Like a horror movie intruder who cuts the phone lines, a new strain of Mac malware can prevent the system from getting help.
Researchers at security firm F-Secure discovered the new Mac trojan, dubbed Trojan-Downloader:OSX/Flashback.C. Like most other Mac malware, this variant masquerades as legitimate software–in this case, Adobe Flash–in an attempt to get willingly installed by the user.
If the user goes through with the installation and enters an administrator password, Flashback.C will overwrite the mechanism Macs use to download anti-malware updates from Apple. In other words, the system gets cut off from the protection it needs, not only against Flashback.C, but against future malware attacks.
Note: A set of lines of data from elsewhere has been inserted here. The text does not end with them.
Issue #409, opened 2020-08-20
doc/help: bundle setup


thelostone-mc:
#### Description 

I'm trying to use browserify to generate a bundle using browserify that I can add to my django app (for Gitcoin)

When I try to generate the bundle 
https://github.com/thelostone-mc/polkadot-bundle/blob/master/ext-dependencies.js

I get this 
![image](https://user-images.githubusercontent.com/5358146/90806843-36315600-e33b-11ea-82ad-0f1af81f5792.png)

I'm assuming I'd need both `extension` / `extension-ui` to be able to trigger a transfer transaction from the extension right ?
Not sure if I'm missing anything obvi

The bundle gets created when I use only `extension-dapp`
but then since the underlying connections / UI packages aren't there -> I end up with empty array

![image](https://user-images.githubusercontent.com/5358146/90807583-4f86d200-e33c-11ea-98ad-e889e15d0748.png)

thelostone-mc:
The goal is to be able to send KSM tokens from A (signed in via extension) -> B  
and the same for DOT token

jacogr:
You should only need extension-dapp to allow the extension to work in your app.

thelostone-mc:
@jacogr Ah okay then bundle generation works but I end up with this
Would I have to add enable else ?

https://user-images.githubusercontent.com/5358146/90807583-4f86d200-e33c-11ea-98ad-e889e15d0748.png

jacogr:
I believe you probably need to pass a name for your app to web3Enable as per https://github.com/polkadot-js/extension/tree/master/packages/extension-dapp#usage

That should popup a dialog asking you to approve.

thelostone-mc:
Oh perfect ! That works 
Btw this extension is pretty dope <3

thelostone-mc:
Oh perfect ! That works 
Btw this extension is pretty dope <3

thelostone-mc:
Oh perfect ! That works 
Btw this extension is pretty dope <3

jacogr:
Phew! That was a shot in the dark... I'm really happy my guess helped.

jacogr:
... it really should do _something_ if you pass `undefined` there though, even a helpful error would help.

So re-opening this to just track that as an enhancement so nobody else steps in the same hole.

thelostone-mc:
@jacogr I'll keep iterating on this meanwhile so in case if anyone wants to use it -> they could port over the bundle and roll with it 
[...]

PR #430, opened 2020-09-04
Throw error for undefined name in web3Enable

Tbaut:
linked to https://github.com/polkadot-js/extension/issues/409
Is that totally useless @jacogr ?


jacogr (approved):
Not useless. People have stepped into this, so the runtime check makes sense.

PR #438, opened 2020-09-07
Fix back buttonnot appearing

Tbaut:
fixing the following where the back arrow in not showing on the button.
image


jacogr (approved):
Thank you.

PR #463, opened 2020-09-21
Share PASSWORD_EXPIRY default between components

Tbaut:
Just a couple nits found as I'm getting more familiar with the extension's code.


jacogr:
Please update this as well - https://github.com/polkadot-js/extension/blob/master/packages/extension/public/locales/zh/translation.json#L89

As Jacqui Cheng of Ars Technica points out, Mac malware protection has been in place since 2009, but it didn’t get much attention until earlier this year, when a breed of malware called MacDefender threatened to install fake anti-virus software on users’ systems. In response, Apple updated Mac OS X, allowing the software to refresh its malware definitions on a daily basis. With Apple taking a more aggressive stance against malware, MacDefender and its variants had a hard time keeping up.
Flashback.C essentially opens the door for new attacks. Still, I don’t think Mac users need to panic about this. Chances are, Apple will deliver protections against Flashback.C in the near future, at which point you’ll have nothing to worry about–at least until the next malware variant comes along.
In the meantime, awareness is key. Simply knowing that these kinds of threats exist, and being careful about installing software over the web from unknown sources, goes a long way.
If you suspect that you’ve been infected–say, you installed what seemed to be Adobe Flash from some sketchy website–F-Secure’s Flashback.C description page has removal instructions.